The Progressive Corp. (PGR) filed Quarterly Report for the period ended 2010-06-30.
The Progressive Corp. has a market cap of $13.19 billion; its shares were traded at around $19.68 with a P/E ratio of 12.9 and P/S ratio of 0.9. The dividend yield of The Progressive Corp. stocks is 0.8%.
This is the annual revenues and earnings per share of PGR over the last 10 years. For detailed 10-year financial data and charts, go to 10-Year Financials of PGR.
Highlight of Business Operations:
Second quarter 2010 results reflect solid growth in both premiums written and policies in force. The Progressive Corporations insurance subsidiaries generated underwriting profitability of 7.3%, or $262.0 million. We generated net income of $211.9 million, or $.32 per share, for the second quarter 2010, compared to $250.1 million, or $.37 per share, for the same period last year. The difference in income primarily reflects $39.5 million of net realized losses on securities this quarter, compared to net realized gains of $15.9 million in the second quarter 2009. Our total capital position increased $93.5 million during the quarter, to $8.5 billion at June 30, 2010.
Our 7.3% companywide underwriting profit margin for the second quarter 2010 exceeded our target of 4% and was only 0.1 point lower than in the second quarter 2009. All of the businesses contributed to these strong results. During the second quarter 2010, we experienced $58.4 million, or 1.6 points, of favorable prior accident year development, with $33.6 million of the development derived from adjustments made by our actuarial department and the remaining $24.8 million from all other development (e.g., claims settling for less than reserved). Nearly 80% of the development was in our Personal Lines business, with the balance in Commercial Auto. On a year-over-year basis, for the second quarter 2010, we experienced decreases of about 2% in both frequency and severity for our personal auto products.
In an effort to efficiently manage our capital position, on June 10, 2010 we commenced a Tender Offer to purchase up to $350 million of our $1 billion 6.70% Fixed-to-Floating Rate Junior Subordinated Debentures due 2067. The tender offer expired July 8, 2010, at which time we repurchased $222.9 million principal amount of Debentures that were validly tendered pursuant to the Tender Offer.

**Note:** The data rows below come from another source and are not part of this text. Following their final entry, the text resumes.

PR #173, opened 2024-02-29
Docs: Add roadmap

evilnick:
There isn't a lot to say here at the moment.

The table is sourced from a simple CSV file to make it easier to update and/or source from elsewhere

### DIFF
--- a/docs/src/reference/roadmap.md
+++ b/docs/src/reference/roadmap.md
@@ -1,8 +1,11 @@
 # Roadmap
 
-The Canonical Kubernetes team  recognises the value of having a public roadmap, letting everyone know the headline features we are working on and the future direction and priorities of the project.
+The Canonical Kubernetes team  recognises the value of having a public roadmap,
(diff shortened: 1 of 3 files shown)


evilnick:
this is it, basically:

image

docs/src/reference/roadmap.md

The total cost of the Consent Solicitation (discussed below) and debt Tender Offer, including payments to the tendering Debenture holders and all associated fees, was $214.3 million, of which $2.0 million of expenses and fees were incurred in June. In July, we recognized a net gain of $8.5 million, bringing the total net gain on the debt extinguishment to approximately $6.5 million. In addition, during July 2010, we reclassified $5.8 million (pretax) from accumulated other comprehensive income (balance sheet) to net realized gains/losses on securities (income statement), reflecting the portion of the unrealized gain on forecasted transactions that was related to the Debentures that were extinguished pursuant to the Tender Offer. See Note 4 - Debt and Note 11 - Subsequent Event for additional information.
Progressives insurance operations create liquidity by collecting and investing premiums from new and renewal business in advance of paying claims. For the six months ended June 30, 2010 and 2009, operations generated positive cash flows of $1,204.5 million and $928.1 million, respectively. During the second quarter 2010, we repurchased 3.3 million of our common shares at a total cost of $64.7 million (average cost of $19.52 per share). Year-to-date, we have repurchased 5.7 million common shares at a total cost of $107.3 million (average cost of $18.68 per share).
At all times during 2009 and the first six months of 2010, our total capital exceeded the sum of our regulatory capital layer plus our self-constructed extreme contingency load. At June 30, 2010, we held total capital (debt plus equity) of $8.5 billion at book value, compared to $7.9 billion at December 31, 2009 and $7.1 billion at June 30, 2009.